Using the word "plain" as the filter, copy each matching line from the records.

—————

PR #947, opened 2026-08-24
Re-land review-mode empty-diff fix (#855) and fix PackageUtil sample-project concurrency

IsuruMaduranga:
## What this does

This PR re-lands the review-mode empty-diff fixes and performance optimizations (originally #855, reverted in #928) and resolves the concurrency hazard in `PackageUtil`'s sample-project package resolution (fixes [wso2/product-integrator#2193](https://github.com/wso2/product-integrator/issues/2193)).

---

#### Root Cause (Upstream Compiler Internals)
* In `ballerina-lang` (`io.ballerina.projects.internal.environment.EnvironmentPackageCache`), the package cache maintains two plain, unsynchronized `java.util.HashMap` fields (`projectsById` and `projectsByOrgNameVersion`).
* Calling `PackageResolver.resolvePackages()` or `resolvePackageMetadata()` invokes `EnvironmentPackageCache.cache(Package pkg)`, which directly mutates these maps via `computeIfAbsent`.
* When `SAMPLE_PROJECT` was previously held as a global singleton, concurrent LS requests (flow-model generation, trigger models, connector resolution, library metadata) concurrently mutated these maps, causing `HashMap` corruption (lost updates, tree-bin corruption, infinite loops on resize).

> **Note for Future Upstream Fix in `ballerina-platform/ballerina-lang`:**  
> The permanent compiler-level fix belongs in:  
> `compiler/ballerina-lang/src/main/java/io/ballerina/projects/internal/environment/EnvironmentPackageCache.java`  
> Synchronizing `EnvironmentPackageCache` (e.g., using `ConcurrentHashMap` or synchronizing `cache()` / `getPackage()`) will make `BuildProject` environments safe for concurrent shared resolution upstream.

#### Solution in this PR (Application-Level Isolation)
Instead of coarse locking (`SAMPLE_RESOLUTION_LOCK`, which serialized unrelated LS requests), this PR decouples the immutable cache from the mutable compiler resolver:

1. **Per-Thread Resolver (`ThreadLocal<BuildProject>`)**:
   - `SAMPLE_PROJECT` is now a `ThreadLocal<BuildProject>`. Each LS worker thread resolves through its own isolated `Environment`, `DefaultPackageResolver`, and `EnvironmentPackageCache`.
   - Eliminates cross-thread mutable state with zero locking on hot LS paths.
2. **Lock-Free Immutable Cache (`SAMPLE_RESOLUTION_CACHE`)**:
   - Retains the performance optimization by caching resolved `.bala` file paths (`ConcurrentHashMap<String, Optional<Path>>`).
   - Cache hits never touch the resolver; cache misses resolve on the calling thread's isolated environment and populate via `putIfAbsent`.
3. **Closed Secondary Access Paths (`localPackageRepository()`)**:
   - `LibraryMetadataReader` and `AiUtils` now use `PackageUtil.localPackageRepository()` (also `ThreadLocal`), preventing secondary un-synchronized environment access via `BallerinaUserHome`.
4. **Memory & Disk Hygiene**:
   - Per-thread projects load in-memory from a single shared, static directory (`SAMPLE_PROJECT_DIR`) with `deleteOnExit`. No per-thread temporary directories are created on disk.
   - Thread-local instances are held in the worker thread's `ThreadLocalMap` and garbage-collected when the thread terminates.
5. **Forward Compatibility**:
   - If/when `ballerina-lang` synchronizes `EnvironmentPackageCache`, `PackageUtil` can collapse `ThreadLocal` back to a shared instance with zero API breakage to callers.

---

#### A. Language Server (`SemanticDiffComputer` & Services)
* **Comprehensive Module & Construct Coverage**:
  * **All Modules & Tests**: `SemanticDiffComputer` now iterates over all packages and submodules (`pkg.modules()`) including test documents, with URIs resolved via exact document paths.
  * **New Construct Diff Support**: Emits semantic diffs for module variables/configurables (`MODULE_VAR`), constants (`CONSTANT`), listeners (`LISTENER`), class definitions (`CLASS_DEFINITION`), enum definitions (`ENUM_DEFINITION`), and imports (`IMPORT`).
  * **Class Diffing**: Diffed method-by-method as `FUNCTION` diffs; class headers (metadata, visibility, `isolated` / class-type qualifiers, class keyword, and name) and non-method members are diffed as `CLASS_DEFINITION`.
  * **Trivia-Insensitive Import Diffing**: Imports are compared strictly by semantic identity (`org/module:alias`) rather than raw source code trivia. Prevents untouched imports from showing as "modified" when leading comments re-attach due to reordering/insertions. Added/deleted imports render in canonical `import <key>;` form.
  * **Type Deletion & External Function Support**: Explicitly tracks type definition deletions and external function body modifications (previously omitted).
* **`copilotAgentService/ensureAiBaseline` RPC**:
  * Replaced fire-and-forget `didOpen` LSP notifications with an awaitable request that explicitly evicts, reloads, and applies baseline snapshot contents before tool execution starts. Kills the race where the LS indexed mid-edit files from disk.
* **`copilotAgentService/prewarmDependencies` RPC**:
  * Resolves and pre-compiles a package's direct dependencies asynchronously in the background at turn start, removing ~3.5s of dependency resolution off the critical review click path.
* **Virtual Document Event Optimization**:
  * `ProjectUpdateEventPublisher` skips `PROJECT_UPDATE` subscriber fan-out for `ai://` virtual documents, preventing unnecessary package recompilations for frozen baseline files.

#### B. VS Code Extension Host (`AgentExecutor`, `ApprovalViewManager`, Checkpoints)
* **Robust Baseline Seeding & Mid-Run Package Seeding**:
  * `AgentExecutor` awaits `ensureAiBaseline` prior to running the agent loop.
  * When a new package is created mid-run (`Ballerina.toml` write), its baseline is initialized with empty files so subsequent writes review cleanly as additions rather than diffing against itself.
* **Package Mapping & Error Isolation**:
  * Normalizes file path casing, trailing slashes, and Windows drive letters when matching modified files to packages.
  * Unions `Ballerina.toml` and `ProjectSource` package lists so empty package arrays don't orphan modified files.
  * If `getSemanticDiff` fails for one package, sibling packages still render their diffs, and an explicit `semanticDiffError` is recorded rather than masquerading as a no-op turn.
* **Review Reseed Invalidation**:
  * Finalizes pending reviews on all threads when a new generation starts (since the single `ai://` LS baseline slot is reseeded for the new run).
* **Safe Revert & Checkpoint Verification**:
  * `restoreWorkspaceSnapshot` returns an explicit boolean status; `revertGeneration` verifies that the workspace restore succeeded before marking the generation reverted in state.
* **Concurrent Execution Bounds**:
  * Parallelizes `getSemanticDiff` calls (concurrency cap: 3).
  * Parallelizes baseline seeding (concurrency cap: 4).
  * Chunks workspace checkpoint file reads in 32-way concurrent batches.

#### C. Visualizer Webview UI (`ReviewMode`, `ReviewBar`, Diagram Engine)
* **`ReadonlySourceDiff` Component**:
  * Renders non-diagram constructs (module variables, constants, listeners, classes, enums, imports) as syntax-highlighted old/new source diff blocks with VS Code theme border variables.
* **Unified Labels & Declarations Grouping**:
  * Centralized `NodeKindEnum` in `ballerina-core` with `nodeKindLabels.ts` shared between `ReviewMode` and `ReviewBar`.
  * Groups non-service constructs under a collapsible `declarations` group in the `ReviewBar`. Class methods label as "method" rather than "resource".
* **Review Session Model Cache (`reviewModelCache.ts`)**:
  * Implemented a review-session promise cache shared across diagram components. Prevents redundant LS round-trips during prev/next navigation or `Old`/`New`/`Diff` toggle switches and collapses concurrent requests.
  * **Outward Prefetching**: Automatically warms models for all items in the review payload starting outward from the active item using 2 background workers.
* **Diagram Engine Render Optimization**:
  * Initialized `DiagramEngine` lazily with `useState(() => new DiagramEngine())` in `bi-diagram`, eliminating the repeated creation/destruction of ~20 node/link factories on every re-render.
* **Non-`.bal` Changes & Failure States**:
  * Displays modified non-`.bal` files (e.g., `Config.toml`, `Ballerina.toml`) rather than reporting "No changes to review".
  * Replaced permanent spinners with warning banners and explicit failure states when old-side flow-model compilations fail.

---

### 3. Why Parallel Execution is Critical for Review Mode

Review Mode transforms raw code diffs into interactive visual flow, type, and component diff diagrams. Sequential execution previously caused substantial latency and UI stalls during review generation and navigation. We introduced bounded parallel execution across four key paths:

1. **Simultaneous Old vs. New Model Generation**:
   - Rendering a unified diff diagram requires fetching both the **original model** (`file://`) and the **modified model** (`ai://`) from the Language Server.
   - Sequential fetches doubled user wait time (`T_old + T_new` ~4s). Fetching both concurrently halves the latency (`max(T_old, T_new)` ~2s) per diagram.

2. **Multi-Package Diff Collection**:
   - In multi-package workspaces or migration workflows, Copilot frequently modifies multiple packages in a single turn.
   - The extension collects `getSemanticDiff` across affected packages concurrently (bounded at 3 concurrent workers) so multi-core LS workers process compilations in parallel rather than compounding sequential compilation times.

3. **Background Prefetching for Zero-Lag Navigation**:
   - An AI generation often touches 5–10 functions/types. Without prefetching, navigating between items (clicking "Next" or clicking review chips in chat) incurred a 1–2s loading spinner on every single item.
   - Two background workers prefetch and warm models in the review-session cache outward from the active item. By the time the user reviews the first change, subsequent diagrams are already cached in memory and render instantly.

4. **Turn-Start Baseline Seeding & Checkpoint Reads**:
   - Pre-seeding baseline packages into the LS (`ensureAiBaseline`) runs with bounded concurrency (cap: 4), and workspace file snapshots are read in 32-way concurrent chunks rather than one file at a time.

> **Direct Connection to the Concurrency Fix**:  
> Because Review Mode intentionally dispatches these concurrent requests to maximize UI responsiveness, the Language Server's resolution paths (e.g., `PackageUtil`, `LibraryMetadataReader`, `TriggerModelReader`) frequently receive overlapping requests on separate worker threads. This makes the thread-isolation fix in `PackageUtil` essential to prevent concurrent compiler cache corruption.

---

### 4. Testing & Verification

* **Concurrency Stability Test**:
  * Added `PackageUtilConcurrencyTest` in `flow-model-generator-core`.
  * Runs 16 threads synchronized via `CyclicBarrier` across 25 iterations exercising `cachedVersion`, `isModuleUnresolved`, `getModulePackageOffline`, and `getModulePackage`.
  * Asserts execution completes without exceptions, hangs, or divergences from a single-threaded baseline.
* **Unit & Integration Suites**:
  * Language Server test suites pass (`./gradlew test`).
  * Extension unit tests (`pnpm run test:unit`) pass.
  * Visualizer unit tests pass.

## Summary

- Re-lands review-mode empty-diff fixes and performance improvements.
- Adds broader semantic diff support for declarations, source-only changes, and trivia-only changes.
- Adds reliable baseline seeding, dependency prewarming, bounded concurrency, caching, prefetching, and improved failure handling.
- Improves review UI rendering for source diffs, diagram fallbacks, compilation errors, and partial results.
- Isolates `PackageUtil` sample-project resolution per thread and adds concurrency coverage.
- Improves workspace restore validation and diagnostic error reporting.

### DIFF
--- a/packages/ballerina-extension/src/features/ai/agent/AgentExecutor.ts
+++ b/packages/ballerina-extension/src/features/ai/agent/AgentExecutor.ts
@@ -23,6 +23,7 @@ import { ModelMessage, stepCountIs, streamText, TextStreamPart } from 'ai';
 import { getAnthropicClient, getProviderCacheControl, getProviderModelOptions, addCacheControlToMessages, ANTHROPIC_SONNET } from '../utils/ai-client';
 import { populateHistoryForAgent, getErrorMessage, getErrorCode, buildChatError } from '../utils/ai-utils';
 import { seedAiBaselines } from '../utils/project/ls-schema-notifications';
+import { mapWithConcurrency } from '../utils/concurrency';
 import { getSystemPrompt, getUserPrompt } from './prompts';
 import { FollowupSituation, startFollowupSuggestions } from './followups';
 import { prepareAgentsMdForTurn } from './agents-md';
@@ -307,6 +308,18 @@ export class AgentExecutor extends AICommandExecutor<GenerateAgentCodeRequest> {
                 await seedAiBaselines(tempProjectPath, projects);
             } else {
                 console.log(`[AgentExecutor] Skipping ai:// baseline seed (skipFreshProjectSetup)`);
+            }
+
+            // Fire-and-forget: warm the LS module-package caches for each package's
+            // dependencies while the generation streams, so the first review-diff diagram
+            // does not pay the one-time dependency resolution/compilation cost (seconds)
+            // interactively. Failures are irrelevant — the fetch path pays the cost lazily.
+            for (const project of projects) {
+                const pkgRoot = project.packagePath
+                    ? path.join(tempProjectPath, project.packagePath)
+                    : tempProjectPath;
+                StateMachine.langClient().prewarmDependencies({ projectPath: pkgRoot })
+                    .catch(() => { /* best-effort warm-up only */ });
             }
 
             const workspaceId = this.config.executionContext.workspacePath || this.config.executionContext.projectPath;
@@ -1073,9 +1086,15 @@ Generation stopped by user. The last in-progress task was not saved. Any complet
             const isWorkspace = StateMachine.context().projectInfo?.projectKind === PROJECT_KIND.WORKSPACE_PROJECT;
             let semanticDiffError: string | undefined;
             let diffedPackageCount = 0;
-            for (const pkg of affectedPackages) {
+            // Each package's diff is an independent LS request against its own project root,
+            // so fetch them concurrently; results are folded back in affectedPackages order
+            // below to keep diffPackageMap/semanticDiffs alignment and error-message order
+            // deterministic. Bounded, because each request can trigger two full package
+            // compilations and migration turns can touch many packages at once.
+            const diffPackages = affectedPackages.filter(
                 // Skip workspace root — it only contains Ballerina.toml, not a real package
-                if (isWorkspace && pkg === workingProjectPath) { continue; }
+                pkg => !(isWorkspace && pkg === workingProjectPath));
+            const packageResults = await mapWithConcurrency(diffPackages, 3, async pkg => {
                 const pkgName = path.basename(pkg);
                 try {
                     const res = await langClient.getSemanticDiff({ projectPath: pkg });
@@ -1085,23 +1104,29 @@ Generation stopped by user. The last in-progress task was not saved. Any complet
                     if (res?.errorMsg) {
                         throw new Error(res.errorMsg);
                     }
-                    if (res) {
-                        diffedPackageCount++;
-                        diffPackageMap.push(...Array(res.semanticDiffs.length).fill(pkgName));
-                        semanticDiffs.push(...res.semanticDiffs);
-                        loadDesignDiagrams = loadDesignDiagrams || res.loadDesignDiagrams;
-                        // Partial success: diffs are valid but the package failed to compile,
-                        // so flow diagrams will likely be unavailable. Keep the diffs and
-                        // surface the reason as a warning.
-                        semanticDiffError = semanticDiffError ?? res.compilationError ?? undefined;
-                    }
+                    return { pkgName, res, error: undefined as string | undefined };
                 } catch (err) {
-                    // One package failing must not discard the diffs already collected for
-                    // its siblings — keep going and report the failure alongside them.
+                    // One package failing must not discard the diffs collected for its
+                    // siblings — record the failure and report it alongside them.
                     console.error(`[AgentExecutor] getSemanticDiff failed for package ${pkg}; keeping other packages' diffs`, err);
                     const message = err instanceof Error ? err.message : String(err);
-                    const packageError = isWorkspace ? `${pkgName}: ${message}` : message;
-                    semanticDiffError = semanticDiffError ? `${semanticDiffError}\n${packageError}` : packageError;
+                    return { pkgName, res: undefined, error: isWorkspace ? `${pkgName}: ${message}` : message };
+                }
+            });
+            for (const { pkgName, res, error } of packageResults) {
+                if (error !== undefined) {
+                    semanticDiffError = semanticDiffError ? `${semanticDiffError}\n${error}` : error;
+                    continue;
+                }
+                if (res) {
+                    diffedPackageCount++;
+                    diffPackageMap.push(...Array(res.semanticDiffs.length).fill(pkgName));
+                    semanticDiffs.push(...res.semanticDiffs);
+                    loadDesignDiagrams = loadDesignDiagrams || res.loadDesignDiagrams;
+                    // Partial success: diffs are valid but the package failed to compile,
+                    // so flow diagrams will likely be unavailable. Keep the diffs and
+                    // surface the reason as a warning.
+                    semanticDiffError = semanticDiffError ?? res.compilationError ?? undefined;
                 }
             }
 
--- a/packages/ballerina-extension/src/features/ai/agent/AgentExecutor.ts
+++ b/packages/ballerina-extension/src/features/ai/agent/AgentExecutor.ts
@@ -1085,6 +1085,9 @@ Generation stopped by user. The last in-progress task was not saved. Any complet
                 : await determineAffectedPackages(accumulatedModifiedFiles, context.projects, context.ctx, workingProjectPath);
             const isWorkspace = StateMachine.context().projectInfo?.projectKind === PROJECT_KIND.WORKSPACE_PROJECT;
             let semanticDiffError: string | undefined;
+            const appendDiffError = (msg: string) => {
+                semanticDiffError = semanticDiffError ? `${semanticDiffError}\n${msg}` : msg;
+            };
             let diffedPackageCount = 0;
             // Each package's diff is an independent LS request against its own project root,
             // so fetch them concurrently; results are folded back in affectedPackages order
@@ -1115,7 +1118,7 @@ Generation stopped by user. The last in-progress task was not saved. Any complet
             });
             for (const { pkgName, res, error } of packageResults) {
                 if (error !== undefined) {
-                    semanticDiffError = semanticDiffError ? `${semanticDiffError}\n${error}` : error;
+                    appendDiffError(error);
                     continue;
                 }
                 if (res) {
@@ -1125,8 +1128,11 @@ Generation stopped by user. The last in-progress task was not saved. Any complet
                     loadDesignDiagrams = loadDesignDiagrams || res.loadDesignDiagrams;
                     // Partial success: diffs are valid but the package failed to compile,
                     // so flow diagrams will likely be unavailable. Keep the diffs and
-                    // surface the reason as a warning.
-                    semanticDiffError = semanticDiffError ?? res.compilationError ?? undefined;
+                    // surface the reason as a warning — appended so no package's reason
+                    // is dropped.
+                    if (res.compilationError) {
+                        appendDiffError(res.compilationError);
+                    }
                 }
             }
 
--- a/packages/ballerina-extension/src/features/ai/agent/AgentExecutor.ts
+++ b/packages/ballerina-extension/src/features/ai/agent/AgentExecutor.ts
@@ -1040,22 +1040,34 @@ Generation stopped by user. The last in-progress task was not saved. Any complet
                 ? cachedAffectedPackages
                 : await determineAffectedPackages(accumulatedModifiedFiles, context.projects, context.ctx, workingProjectPath);
             const isWorkspace = StateMachine.context().projectInfo?.projectKind === PROJECT_KIND.WORKSPACE_PROJECT;
+            let semanticDiffError: string | undefined;
             for (const pkg of affectedPackages) {
                 // Skip workspace root — it only contains Ballerina.toml, not a real package
                 if (isWorkspace && pkg === workingProjectPath) { continue; }
                 const pkgName = path.basename(pkg);
                 try {
                     const res = await langClient.getSemanticDiff({ projectPath: pkg });
+                    // errorMsg means the LS could not compute diffs at all (e.g. the package
+                    // fails to compile) — semanticDiffs is absent, so treat it as a failure
+                    // instead of reading past it.
+                    if (res?.errorMsg) {
+                        throw new Error(res.errorMsg);
+                    }
                     if (res) {
                         diffPackageMap.push(...Array(res.semanticDiffs.length).fill(pkgName));
                         semanticDiffs.push(...res.semanticDiffs);
                         loadDesignDiagrams = loadDesignDiagrams || res.loadDesignDiagrams;
+                        // Partial success: diffs are valid but the package failed to compile,
+                        // so flow diagrams will likely be unavailable. Keep the diffs and
+                        // surface the reason as a warning.
+                        semanticDiffError = semanticDiffError ?? res.compilationError ?? undefined;
                     }
                 } catch (err) {
                     console.error(`[AgentExecutor] getSemanticDiff failed for package ${pkg}, falling back to plain modifiedFiles`, err);
                     semanticDiffs.length = 0;
                     diffPackageMap.length = 0;
                     loadDesignDiagrams = false;
+                    semanticDiffError = err instanceof Error ? err.message : String(err);
                     break;
                 }
             }
@@ -1070,6 +1082,7 @@ Generation stopped by user. The last in-progress task was not saved. Any complet
                 modifiedFiles: accumulatedModifiedFiles,
                 tempProjectPath: workingProjectPath,
                 isWorkspace,
+                semanticDiffError,
             };
 
             approvalViewManager.openReviewMode(context.messageId, reviewData, false);
@@ -1082,7 +1095,7 @@ Generation stopped by user. The last in-progress task was not saved. Any complet
                 tempProjectPath: workingProjectPath,
                 modifiedFiles: accumulatedModifiedFiles,
                 affectedPackagePaths: affectedPackages,
-                reviewView: { semanticDiffs, loadDesignDiagrams, isWorkspace },
+                reviewView: { semanticDiffs, loadDesignDiagrams, isWorkspace, semanticDiffError },
             });
 
             context.eventHandler({
--- a/packages/ballerina-extension/src/features/ai/agent/AgentExecutor.ts
+++ b/packages/ballerina-extension/src/features/ai/agent/AgentExecutor.ts
@@ -22,7 +22,7 @@ import { StateMachine } from '../../../stateMachine';
 import { ModelMessage, stepCountIs, streamText, TextStreamPart } from 'ai';
 import { getAnthropicClient, getProviderCacheControl, getProviderModelOptions, addCacheControlToMessages, ANTHROPIC_SONNET } from '../utils/ai-client';
 import { populateHistoryForAgent, getErrorMessage, getErrorCode, buildChatError } from '../utils/ai-utils';
-import { sendAgentDidOpenForFreshProjects } from '../utils/project/ls-schema-notifications';
+import { seedAiBaselines } from '../utils/project/ls-schema-notifications';
 import { getSystemPrompt, getUserPrompt } from './prompts';
 import { FollowupSituation, startFollowupSuggestions } from './followups';
 import { prepareAgentsMdForTurn } from './agents-md';
@@ -147,6 +147,18 @@ function computeTokenBreakdown(
 }
 
 /**
+ * Normalizes a relative path for package-membership comparison: trims, collapses `.`
+ * segments, converts backslashes, and strips leading `./` and trailing slashes. The two
+ * sides being compared come from different authors (the workspace toml's `packages` list
+ * vs the LLM's verbatim tool `file_path` args), so raw string comparison misses trivially
+ * equivalent forms like `./orders` vs `orders/main.bal`.
+ */
+export function normalizeRelativePath(p: string): string {
+    const normalized = path.normalize(p.trim()).replace(/\\/g, '/').replace(/\/+$/, '');
+    return normalized === '.' ? '' : normalized;
+}
+
+/**
  * Determines which packages have been affected by analyzing modified files
  * Returns temp directory package paths for use with Language Server semantic diff API
  * @param modifiedFiles Array of relative file paths that were modified
@@ -173,18 +185,23 @@ async function determineAffectedPackages(
         return Array.from(affectedPackages);
     }
 
-    // Re-read workspace Ballerina.toml from temp to get the current package list
-    // (the agent may have added new packages during the session)
+    // Union of the current workspace Ballerina.toml package list (re-read so packages the
+    // agent added mid-run are present) and the generation-start ProjectSource packages.
+    // An empty toml `packages` array must fall back too — `??` alone doesn't cover it.
     const workspaceToml = await getWorkspaceTomlValues(tempProjectPath);
-    const packagePaths: string[] = workspaceToml?.workspace?.packages ?? projects.map(p => p.packagePath).filter(p => p !== "");
+    const tomlPackages = (workspaceToml?.workspace?.packages ?? []).map(normalizeRelativePath);
+    const sourcePackages = projects.map(p => normalizeRelativePath(p.packagePath ?? ''));
+    const packagePaths: string[] = Array.from(new Set([...tomlPackages, ...sourcePackages])).filter(p => p !== '');
 
     // For workspace scenario with multiple packages
     // We need to map modified files to their temp package paths
+    const unmatchedFiles: string[] = [];
     for (const modifiedFile of modifiedFiles) {
+        const normalizedFile = normalizeRelativePath(modifiedFile);
         let matched = false;
 
         for (const pkgPath of packagePaths) {
-            if (modifiedFile.startsWith(pkgPath + '/') || modifiedFile === pkgPath) {
+            if (normalizedFile.startsWith(pkgPath + '/') || normalizedFile === pkgPath) {
                 const tempPackagePath = path.join(tempProjectPath, pkgPath);
                 affectedPackages.add(tempPackagePath);
                 matched = true;
@@ -196,8 +213,19 @@ async function determineAffectedPackages(
         if (!matched) {
             // File at workspace root (e.g. root Ballerina.toml)
             affectedPackages.add(tempProjectPath);
+            unmatchedFiles.push(modifiedFile);
             console.log(`[determineAffectedPackages] File '${modifiedFile}' is at workspace root (temp): ${tempProjectPath}`);
         }
+    }
+
+    // Unmatched .bal files are a red flag: the workspace root holds no sources, so their
+    // package's diff would silently never be computed. Loud log so this is diagnosable.
+    const unmatchedBalFiles = unmatchedFiles.filter(f => f.endsWith('.bal'));
+    if (unmatchedBalFiles.length > 0) {
+        console.error(
+            `[determineAffectedPackages] ${unmatchedBalFiles.length} modified .bal file(s) matched no workspace package — their diffs will be missing.`,
+            { unmatchedBalFiles, packagePaths }
+        );
     }
 
     const result = Array.from(affectedPackages);
@@ -271,9 +299,12 @@ export class AgentExecutor extends AICommandExecutor<GenerateAgentCodeRequest> {
             );
 
             // 2. Seed the ai:// baseline, unless the caller explicitly asked to skip it
-            // (migration reusing the same directory across sequential stages).
+            // (migration reusing the same directory across sequential stages). Awaited so
+            // the baseline is guaranteed in place before the first edit can touch disk —
+            // the LS-side ensureAiBaseline request applies the pre-edit contents before
+            // responding, unlike the old fire-and-forget didOpen seed.
             if (!this.config.lifecycle?.skipFreshProjectSetup) {
-                sendAgentDidOpenForFreshProjects(tempProjectPath, projects);
+                await seedAiBaselines(tempProjectPath, projects);
             } else {
                 console.log(`[AgentExecutor] Skipping ai:// baseline seed (skipFreshProjectSetup)`);
             }
@@ -1041,6 +1072,7 @@ Generation stopped by user. The last in-progress task was not saved. Any complet
                 : await determineAffectedPackages(accumulatedModifiedFiles, context.projects, context.ctx, workingProjectPath);
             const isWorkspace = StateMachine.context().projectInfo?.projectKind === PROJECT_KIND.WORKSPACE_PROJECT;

—————

TASK OUTPUT ->
* In `ballerina-lang` (`io.ballerina.projects.internal.environment.EnvironmentPackageCache`), the package cache maintains two plain, unsynchronized `java.util.HashMap` fields (`projectsById` and `projectsByOrgNameVersion`).
                     console.error(`[AgentExecutor] getSemanticDiff failed for package ${pkg}, falling back to plain modifiedFiles`, err);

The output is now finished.